» **PROBLEM DETAILS**
In this exercise, every entry below is to be reproduced word for word.

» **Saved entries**

PR #1135, opened 2019-12-09
Ignore multiple checkout plugin hooks

toolmantim:
The agent [ignores multiple checkout and command hooks](https://buildkite.com/docs/agent/v3/hooks#available-hooks), and in #1055 we extended that to plugins as well for consistency (the previous behaviour was undefined).

This extends the previous PR to add the same check for the `checkout` hook, and adds a warning message for any people that might have been using the now-unsupported behaviour.

### DIFF
--- a/bootstrap/bootstrap.go
+++ b/bootstrap/bootstrap.go
@@ -666,7 +666,21 @@ func (b *Bootstrap) VendoredPluginPhase() error {
 
 // Executes a named hook on plugins that have it
 func (b *Bootstrap) executePluginHook(name string, checkouts []*pluginCheckout) error {
-	for _, p := range checkouts {
+	// Command and checkout hooks are a little different, in that we only execute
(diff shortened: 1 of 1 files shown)


toolmantim:
The pipeline:

```yml
steps:
  - command: pwd
    plugins:
      - thedyrt/skip-checkout#v0.1.1: ~
      - thedyrt/skip-checkout#v0.1.1: ~
      - thedyrt/skip-checkout#v0.1.1: ~
```

Yields:

image


The pipeline:

```yml
  - command: pwd
    plugins:
      - docker#v3.3.0:
          image: "golang:1.11"
          mount-checkout: false
      - docker#v3.3.0:
          image: "golang:1.11"
          mount-checkout: false
      - docker#v3.3.0:
          image: "golang:1.11"
          mount-checkout: false
```

Yields:

image

toolmantim:
Should I just merge, even though the Windows tests are broken?

PR #1138, opened 2019-12-10
Job Acquisition Technology™️

keithpitt:
image

This change adds a new `--acquire-job` option to `buildkite-agent start`. You use it like this:

```sh
buildkite-agent start --token "xx" --acquire-job "f6f1a0c9-3431-451d-942d-846dfd1fb623"
```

» **EXERCISE RESPONSE**
PR #1135, opened 2019-12-09
Ignore multiple checkout plugin hooks

toolmantim:
The agent [ignores multiple checkout and command hooks](https://buildkite.com/docs/agent/v3/hooks#available-hooks), and in #1055 we extended that to plugins as well for consistency (the previous behaviour was undefined).

This extends the previous PR to add the same check for the `checkout` hook, and adds a warning message for any people that might have been using the now-unsupported behaviour.

### DIFF
--- a/bootstrap/bootstrap.go
+++ b/bootstrap/bootstrap.go
@@ -666,7 +666,21 @@ func (b *Bootstrap) VendoredPluginPhase() error {
 
 // Executes a named hook on plugins that have it
 func (b *Bootstrap) executePluginHook(name string, checkouts []*pluginCheckout) error {
-	for _, p := range checkouts {
+	// Command and checkout hooks are a little different, in that we only execute
(diff shortened: 1 of 1 files shown)


toolmantim:
The pipeline:

```yml
steps:
  - command: pwd
    plugins:
      - thedyrt/skip-checkout#v0.1.1: ~
      - thedyrt/skip-checkout#v0.1.1: ~
      - thedyrt/skip-checkout#v0.1.1: ~
```

Yields:

image


The pipeline:

```yml
  - command: pwd
    plugins:
      - docker#v3.3.0:
          image: "golang:1.11"
          mount-checkout: false
      - docker#v3.3.0:
          image: "golang:1.11"
          mount-checkout: false
      - docker#v3.3.0:
          image: "golang:1.11"
          mount-checkout: false
```

Yields:

image

toolmantim:
Should I just merge, even though the Windows tests are broken?

PR #1138, opened 2019-12-10
Job Acquisition Technology™️

keithpitt:
image

This change adds a new `--acquire-job` option to `buildkite-agent start`. You use it like this:

```sh
buildkite-agent start --token "xx" --acquire-job "f6f1a0c9-3431-451d-942d-846dfd1fb623"
```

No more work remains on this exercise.